Wright got himself awfully worked up delivering his sense of perspective to the negotiation process. "I'm not sure they know exactly what they are doing deep down," he said of Cook and Marwood. "They [City] called him in and he wanted to sign his deal, sign for the rest of his career so he can be settled and get ready to go [to the World Cup]. But there's these people like Marwood and Cook mugging him off, treating him like a youth team player and not someone who actually wants to be there because of what he thinks Manchester City can do."

It would be too easy to ridicule Wright and much better to ignore him but suffice to say that, for a man of nearly 50, it really is time he learned that saying things extra loud does not necessarily make them sound any better.

The real sense of disappointment from what is threatening to become a grubby little saga emanates from the fact that Wright-Phillips, a man regarded by City supporters as "one of the good guys", seems to believe City's offer to be so far beneath him. The mind strays back to Ashley Cole's infamous derision of Arsenal's £55,000-a-week offer before his defection to Chelsea in 2006 and one of the more infamous quotes of football's W-for-Whatever generation. "I was so incensed," Cole wrote in the brilliantly ghastly My Defence, "I was trembling with anger. I couldn't believe what I'd heard. I nearly swerved off the road."

Except we all knew Cole was a bit of a twerp back then. Wright-Phillips always seemed a bit more sensible, not so showy – less vulgar, if you like. The first time I met him he was stood outside Manchester City's old training ground in Platt Lane waiting for a lift, muddy boots over his shoulder, a thick plume of green snot coming from both nostrils. He was 16 at the time and looked like he came from Lilliput. There was nothing particularly streetwise about him. Platt Lane is in one of Manchester's more unloved districts. Wright-Phillips looked like a little lost kid.

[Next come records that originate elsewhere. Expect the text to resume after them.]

PR #1178, opened 2022-12-15
Escaping for keywords is no longer necessary

ksss:
When the Ruby-implemented parser was used, reserved words had to be escaped.
However, when the C-implemented parser was introduced, escaping is no longer required even if the variable is a reserved word.

I removed the legacy of the Ruby-implemented parser in `RBS::Types::Function::Param#to_s`.

### DIFF
--- a/lib/rbs/types.rb
+++ b/lib/rbs/types.rb
@@ -757,11 +757,7 @@ module RBS
 
         def to_s
           if name
-            if Parser::KEYWORDS.include?(name.to_s)
-              "#{type} `#{name}`"
-            else
-              "#{type} #{name}"
-            end
+            "#{type} #{name}"
           else
             "#{type}"
           end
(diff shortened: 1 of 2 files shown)


soutaro (approved):
👏

ksss:
I don't know why fail testing with master-nightly-focal on CI...

```
Error: test_select(IOSingletonTest): Errno::EBADF: Bad file descriptor
test/stdlib/IO_test.rb:114:in `close'
test/stdlib/IO_test.rb:114:in `ensure in test_select'
test/stdlib/IO_test.rb:115:in `test_select'
     112:       IO, :select, [r], [w], [r], 0.5
     113:   ensure
     114:     r.close
  => 115:     w.close
     116:   end
     117: end
     118: 
```

soutaro:
Updated the branch on the top of #1180 that skips the failing test.

PR #1185, opened 2022-12-23
Correct Socket.new signature

tisonkun:
I have a code snippet that works but doesn't fit in this signature:

```ruby
socket = Socket.new(Socket::AF_INET, Socket::SOCK_STREAM, 0)
...
```


tisonkun:
cc @soutaro

soutaro (approved):
🙏

PR #1186, opened 2022-12-25
Add rbs_ prefix to skip function

nurse:
The function name `skip` is too common and it confliects macOS's
libsystem_c.dylib. Though it doesn't cause a problem under two-level
namespaces, it causes a crash with flat_namespace or other environments.


soutaro (approved):
🙏

PR #1187, opened 2022-12-25
Make Array#zip to accept Enumerable

abicky:
This PR supports the last two calls in the following example:

```ruby
Array(3).zip([1] * 3)
Array(3).zip([1] * 3, [2] * 3)
Array(3).zip([1].cycle) # incompatible
Array(3).zip([1].cycle, [2].cycle) # incompatible
```

Here is the output of `steep check` for the preceding script:

```
% cat Steepfile
target :lib do
  signature "sig"
  check "main.rb"

  library "set", "pathname", "json", "logger", "monitor", "tsort", "uri", 'dbm', 'pstore', 'singleton', 'shellwords', 'fileutils', 'find', 'digest'
  signature 'stdlib/yaml/0'
  signature "stdlib/strscan/0/"
  signature "stdlib/optparse/0/"
  signature "stdlib/rdoc/0/"
end
% steep check
# Type checking files:

..................................................................................................................F......................................................................

main.rb:3:0: [error] Cannot find compatible overloading of method `zip` of type `::Array[::Integer]`
│ Method types:
│   def zip: [U] (::Array[U]) -> ::Array[[::Integer, (U | nil)]]
│          | (::Array[untyped], *::Array[untyped]) -> ::Array[::Array[untyped]]
│          | [U] (::Array[U]) { ([::Integer, (U | nil)]) -> void } -> void
│          | (::Array[untyped], *::Array[untyped]) { (::Array[untyped]) -> void } -> void
│
│ Diagnostic ID: Ruby::UnresolvedOverloading
│
└ Array(3).zip([1].cycle) # incompatible
  ~~~~~~~~~~~~~~~~~~~~~~~

main.rb:4:0: [error] Cannot find compatible overloading of method `zip` of type `::Array[::Integer]`
│ Method types:
│   def zip: [U] (::Array[U]) -> ::Array[[::Integer, (U | nil)]]
│          | (::Array[untyped], *::Array[untyped]) -> ::Array[::Array[untyped]]
│          | [U] (::Array[U]) { ([::Integer, (U | nil)]) -> void } -> void
│          | (::Array[untyped], *::Array[untyped]) { (::Array[untyped]) -> void } -> void
│
│ Diagnostic ID: Ruby::UnresolvedOverloading
│
└ Array(3).zip([1].cycle, [2].cycle) # incompatible
  ~~~~~~~~~~~~~~~~~~~~~~~~~~~~~~~~~~

Detected 2 problems from 1 file
```

### DIFF
--- a/test/stdlib/Enumerable_test.rb
+++ b/test/stdlib/Enumerable_test.rb
@@ -83,11 +83,6 @@ class EnumerableTest < StdlibTest
     enumerable.each_entry { |x| x }
   end
 
-  def test_zip
-    enumerable.zip([4,5,6])
-    enumerable.zip([4,5,6]) { |arr| arr.sum }
-  end
-
   def test_chunk
     enumerable.chunk
     enumerable.chunk { |x| x.even? }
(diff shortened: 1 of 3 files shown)


test/stdlib/Enumerable_test.rb
```diff
@@ -83,11 +83,6 @@ def test_each_entry
     enumerable.each_entry { |x| x }
   end
 
-  def test_zip
```
abicky, line 86: I didn't understand why these test methods existed. According to the following PRs, I guess none of the runtime tests are executed intentionally:

* https://github.com/ruby/rbs/pull/320
* https://github.com/ruby/rbs/pull/405

soutaro:
Thank you for opening this PR. I want to keep both definitions of `Array#zip` and `Enumerable#zip`, because at least they have two different implementations. (While I don't know why we need the two implementations for them...)

Also updated the method types with another PR, #1232.

PR #1188, opened 2022-12-26
Remove Encoding#replicate from Ruby 3.3

mame:
https://bugs.ruby-lang.org/issues/18949


soutaro (approved):
🙏

eregon:
Maybe we should remove the signature too? https://github.com/ruby/rbs/pull/1203

PR #1189, opened 2022-12-26
Add signature for RubyVM::AbstractSyntaxTree

ksss:
Added method types for `RubyVM::AbstractSyntaxTree` and `RubyVM::AbstractSyntaxTree::Node`.

RubyVM::AbstractSyntaxTree` itself is marked as experimental, but we believe that there are a certain number of uses, including rbs.

However, The following methods marked as *internal use* have not been added.

- `RubyVM::AbstractSyntaxTree::Node#node_id`
- `RubyVM::AbstractSyntaxTree::Node#script_lines`
- `RubyVM::AbstractSyntaxTree::Node#source`

The documentation is from ruby v3.1, but the types are based on ruby v3.2 code.


soutaro (approved):
🎉 🎉 🎉

soutaro:
Added a commit to make the tests pass.

PR #1191, opened 2022-12-29
Support interface in class/module for Sorter

ksss:
Fixed an error that occurred when an interface was defined in a class/module and could no longer be processed.

Sort order was adapted to the top-level case.


soutaro (approved):
🎉

PR #1193, opened 2022-12-30
Add ripper in stdlib

ksss:
Ripper is the standard Ruby parser and is used in many gems.
The gem I am developing also uses Ripper, and there was a need to use Ripper's RBS in the development of this gem.


soutaro (approved):
Thank you so much! 🎉

PR #2683, opened 2025-10-17
[Kernel] Tweak signatures for conversion methods, and add unit tests in

sampersand:
This PR tweaks some of the `Kernel` conversion methods' signatures, as well as cleaning up/adding relevant tests.

Of particular note is that the numeric conversions (`Integer`/`Float`/`Complex`/`Rational`)'s final signature (the `(untyped, ?exception: bool) -> type?` one) now marks the `exception: bool` as required.

### DIFF
--- a/core/kernel.rbs
+++ b/core/kernel.rbs
@@ -501,7 +501,7 @@ module Kernel : BasicObject
                    | (String real_or_both, ?exception: true) -> Complex
                    | (untyped real_or_both, exception: bool) -> Complex?
                    | (Numeric | String real, Numeric | String imag, ?exception: true) -> Complex
-                   | (Numeric | String real, Integer | Float | Rational | Complex imag, exception: bool) -> Complex
+                   | (Numeric | String real, Integer | Float | Rational | Complex imag, exception: bool) -> Complex?
                    | (Numeric | String real, untyped imag, exception: bool) -> Complex?
 
   # <!--
--- a/core/kernel.rbs
+++ b/core/kernel.rbs
@@ -497,9 +497,12 @@ module Kernel : BasicObject
   #
   def self?.Complex: (_ToC complex_like, ?exception: true) -> Complex
                    | (_ToC complex_like, exception: bool) -> Complex?
-                   | (Numeric | String real, ?Numeric | String imag, ?exception: true) -> Complex
-                   | (Numeric | String real, ?Numeric | String imag, exception: bool) -> Complex?
-                   | (untyped, ?untyped, ?exception: bool) -> Complex?
+                   | (Numeric numeric, ?exception: bool) -> Complex
+                   | (String real_or_both, ?exception: true) -> Complex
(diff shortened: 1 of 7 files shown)


core/kernel.rbs
```diff
@@ -614,7 +617,7 @@ module Kernel : BasicObject
                    | (int | _ToI int_like, exception: bool) -> Integer?
                    | (string str, int base, ?exception: true) -> Integer
                    | (string str, int base, exception: bool) -> Integer?
-                   | (untyped, ?untyped, ?exception: bool) -> Integer?
+                   | (untyped, ?int base, exception: bool) -> Integer?
```
sampersand: If provided, the second argument actually has to be an `int`, otherwise an error will be thrown (regardless of `exception`)

core/kernel.rbs
```diff
@@ -655,14 +658,19 @@ module Kernel : BasicObject
   #
   def self?.Rational: (int | _ToR rational_like, ?exception: true) -> Rational
                     | (int | _ToR rational_like, exception: bool) -> Rational?
-                    | (int | _ToR numer, ?int | _ToR denom, ?exception: true) -> Rational
-                    | (int | _ToR numer, ?int | _ToR denom, exception: bool) -> Rational?
-                    | [T] (Numeric & _RationalDiv[T] numer, Numeric denom, ?exception: bool) -> T
+                    | (int | _ToR numer, int | _ToR denom, ?exception: true) -> Rational
+                    | (int | _ToR numer, int | _ToR denom, exception: bool) -> Rational?
```
sampersand: I simplified the signature of this a bit, collapsing the ` int | _ToR numer, ?...` into the ones above it

test/stdlib/Kernel_test.rb
```diff
@@ -11,73 +11,208 @@ def test_Array
...
+      assert_send_type "(_ToF, exception: true) -> Float",
+                       Kernel, :Float, float_like, exception: true
+      assert_send_type "(_ToF, exception: bool) -> Float",
+                       Kernel, :Float, float_like, exception: false
     end
 
-    assert_send_type "(untyped, ?exception: bool) -> Float?",
-                     Kernel, :Float, :hello, exception: false
+    with_untyped do |untyped|
+      next if defined? untyped.to_f
```
ksss: I can't determine if the subsequent tests are actually being executed.

To determine this, it would be necessary to rely on the implementation of `with_untyped`.

A BasicObject, or some other object that is guaranteed not to have a `to_f` method, should be explicitly specified.

ksss:
@sampersand 
Thank you for your request.
However, due to the extensive number of changes, I am finding it difficult to review.
Would it be possible to split the changes into several Pull Requests?

soutaro:
@sampersand Can you add some `typecheck_test` cases so that Steep gives expected types to the `Complex` calls?

PR #2691, opened 2025-10-29
Accept `nil` state parameter in `to_json` type signatures

vpellan:
This PR adds `nil` state parameter to the type signature for all `to_json` methods. [`cState_from_state_s`](https://github.com/ruby/json/blob/a630388d4dc6f5ddf5d965e4b3844d627f47ceb1/ext/json/ext/generator/generator.c#L1567) will return an unconfigured instance if `nil` is passed. A lot of implementations of `to_json` have `nil` as the default value.

### DIFF
--- a/lib/rbs/ast/annotation.rb
+++ b/lib/rbs/ast/annotation.rb
@@ -21,7 +21,7 @@ module RBS
         self.class.hash ^ string.hash
       end
 
-      def to_json(state = _ = nil)
+      def to_json(state = nil)
         { string: string, location: location }.to_json(state)
       end
     end
--- a/lib/rbs/ast/comment.rb
+++ b/lib/rbs/ast/comment.rb
@@ -21,7 +21,7 @@ module RBS
         self.class.hash ^ string.hash
       end
 
-      def to_json(state = _ = nil)
+      def to_json(state = nil)
         { string: string, location: location }.to_json(state)
       end
     end
--- a/lib/rbs/ast/declarations.rb
+++ b/lib/rbs/ast/declarations.rb
@@ -74,7 +74,7 @@ module RBS
             self.class.hash ^ name.hash ^ args.hash
           end
 
-          def to_json(state = _ = nil)
+          def to_json(state = nil)
             {
               name: name,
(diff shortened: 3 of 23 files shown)


ksss:
@vpellan Thank you for your request.
Please tell me the specific use cases that will be improved by this change.
This is a breaking change, so we need information to make a decision.

vpellan:
Hey @ksss, thanks for your quick reply ! We're currently trying to improve typing in [dd-trace-rb](https://github.com/DataDog/dd-trace-rb/), and one of the first step is to re-enable the disabled rules in our Steepfile. When re-enabling [`Ruby::IncompatibleAssignment`](https://github.com/DataDog/dd-trace-rb/blob/0808070e7f28dad0b5a04e535ac05c376a7d8a45/Steepfile#L25), we stumbled on an error on the parameter of a [`to_json` method](https://github.com/DataDog/dd-trace-rb/blob/0808070e7f28dad0b5a04e535ac05c376a7d8a45/lib/datadog/profiling/collectors/code_provenance.rb#L139) that we've implemented.
If we change [its signature](https://github.com/DataDog/dd-trace-rb/blob/0808070e7f28dad0b5a04e535ac05c376a7d8a45/sig/datadog/profiling/collectors/code_provenance.rbs#L35) to `def to_json: (?JSON::State? state) -> String`, a new `Ruby::ArgumentTypeMismatch` error will appear at [line 140](https://github.com/DataDog/dd-trace-rb/blob/master/lib/datadog/profiling/collectors/code_provenance.rb#L140) saying that `Hash#to_json` does not accept `nil`. Of course we can skip it by changing the parameter to `arg = _ = nil` or adding a `# steep:ignore` comment (and even if this PR gets merged, we'll still have to do it until the next release anyway) but I thought that fixing the root cause could be a great overall improvement.

ksss:
@vpellan 
Thank you for the use case.
We plan to discuss it at our next developer meeting.

ksss:
@vpellan We have decided to accept this PR.
Please wait for RBS v4.
Thanks!

PR #2695, opened 2025-10-31
Deprecate top-level float

sampersand:
This PR deprecates the top-level `float` type, as it's mostly pointless and is not an implicit conversion (like all the other top-level alias types).

Most places you'd expect to use it (eg `Math` functions) actually require `Numeric & _ToF`. There's only a few minor edge-cases in the stdlib that use floats directly (eg `Regexp.timeout=`), but they can instead use `_ToF`.


sampersand:
cc @ParadoxV5 , @soutaro , and @ksss . Thoughts?

ParadoxV5:
> Thoughts?

Perhaps we could use a convenience alias for `Numeric & _ToF`, then.

sampersand:
It'd only really be used in `Math`, which already does this with `type double = Numeric & _ToF`

soutaro (approved):
👍

PR #2697, opened 2025-11-04
[Comparable] Add in Comparable::_CompareToZero

sampersand:
This PR adds in the `Comparable::_CompareToZero` interface, which is the actual return type that `Comparable` expects `<=>` to return.


ksss:
I believe it should return `Integer?` because the document says,

> returning a value less than 0, returning 0, or returning a value greater than 0

https://docs.ruby-lang.org/en/master/Comparable.html

Also, I cannot think of any specific problems that this change would solve.
Could you give me an example?

sampersand:
Yeah, the docs are correct—it actually checks the return valeu for `ret < 0` and `ret > 0`. 

While all of the stdlib returns an `Integer` (`-1`, `0`, or `1`), I believe `Comparable` was designed this way to let people do things like returning the diff between two Floats. For example:
```ruby
class Kilometers
  include Comparable
  
  def initialize(value) = @value = value.to_f
  def to_f = @value
  def <=>(other) = @value - other.to_f
  # ...
end

p Kilometers.new(1.2) < Kilometers.new(3.4)
```

This doesn't typecheck under the current RBS signatures, but does work in Ruby

ParadoxV5:
> ```ruby
>   def <=>(other) = @value - other.to_f
> ```

```ruby
  def <=>(other) = @value <=> other.to_f
```
The point is still valid: `MyNumber` would be a better example.

sampersand:
@ParadoxV5 this is actually the way that [ruby 0.49 did it](https://github.com/sampersand/ruby-0.49):
```shell
% ./fixed/ruby <<RUBY
class X
   include Comparable
   def <=>(r) "A" <=> r end
end

print(X.new() <=> "Q")
RUBY
-16
```

PR #2701, opened 2025-11-07
Remove reference to `JSON.deep_const_get`

byroot:
This was always meant as internal API and was removed in `json 2.16.0`.


ksss:
This PR is necessary to fix the failure of the bundle update job.
https://github.com/ruby/rbs/actions/runs/19250653373

Thanks!

PR #2706, opened 2025-11-12
Skip io/wait tests for methods deleted in Ruby 4

XrXr:
See: https://github.com/ruby/io-wait/pull/49

---

Note that you probably want to also make changes to https://github.com/ruby/rbs/blob/master/core/io/wait.rbs to remove `ready?` and `nread`. I'm not sure the best way to go about it would be, though.

### DIFF
--- a/test/stdlib/IO_test.rb
+++ b/test/stdlib/IO_test.rb
@@ -528,20 +528,22 @@ class IOWaitTest < Test::Unit::TestCase
   def test_readyp
     # This method returns true|false in Ruby 2.7, nil|IO in 3.0, and true|false in 3.1.
 
-    IO.pipe.tap do |r, w|
-      assert_send_type(
-        "() -> untyped",
-        r, :ready?
-      )
-    end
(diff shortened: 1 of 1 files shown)


ksss:
@XrXr 
The next version of RBS v4 is planned to be released after Ruby v4.

The target version for RBS signatures follows the latest Ruby as follows:
https://github.com/ruby/rbs?tab=readme-ov-file#the-target-version

If methods does not exist at Ruby v4, please remove the signature and testing.

ksss:
@XrXr I have taken the liberty of removing the type definition on my end.
https://github.com/ruby/rbs/pull/2710

XrXr:
Thanks!

nobu:
> The next version of RBS v4 is planned to be released after Ruby v4.

Then Ruby 4.0.0 will bundle RBS 3.9.5?

ksss:
@nobu We're planning to bundle RBS **v3.10** with Ruby v4.

nobu:
@ksss Thank you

He is 28 now and earns £60,000 a week, with bonuses on top. Or to put in an annual context, as most of us operate anyway, £3.1m a year. That contract will still have two years to run at the end of the season and, ordinarily, City would not start negotiating a renewal until a player was about 18 months from the end of his deal.

His problem is that when he rejoined City from Chelsea in August 2008, it was a few days before the Abu Dhabi United Group's takeover. Bad timing, in other words. To quote Ian Wright: "He signed before all the money came." City are now owned by Abu Dhabi's ruling Nahyan family, the richest men on earth (sitting on 9% of the planet's oil reserves), and Wright-Phillips feels like he has missed out. When Wayne Bridge followed him from Chelsea to City it was on £90,000 a week. Other players have arrived on six-figure weekly salaries. One, Carlos Tevez, has been City's player of the season, but Robinho, Joleon Lescott and Kolo Touré have been erratic at best.

So, incidentally, has Wright-Phillips, despite the goal-scoring substitute's display for England in Wednesday's 3-1 defeat of Egypt. He will also be 30 when his current contract expires and, as Cook and Marwood have pointed out, that is the age when insecurity starts to appear on a footballer's horizon, particularly one who has built his career on his speed.

City have offered a pay rise to £70,000 and a year-long extension, but it has been turned down flat. The argument now put forward by Wright-Phillips's camp is that City seem more willing to reward new signings than players with an affinity to the club – ignoring, of course, that he has already left Manchester once before. Indeed, that might be part of the problem. Moving to Chelsea can have a funny effect on a footballer's ego. There seems to be something about Stamford Bridge that inflates a player's sense of self-importance.

Over at Manchester United, meanwhile, a high-ranking source reports that it will "probably take two minutes" for Paul Scholes to agree the terms of a new contract, without the help or otherwise of any agent, when he gets round to discussing it with the club's board. Scholes, you could say, has a genuine affinity to his club. Wright-Phillips? He is just another on the long list of football's multi-millionaires who thinks he deserves better.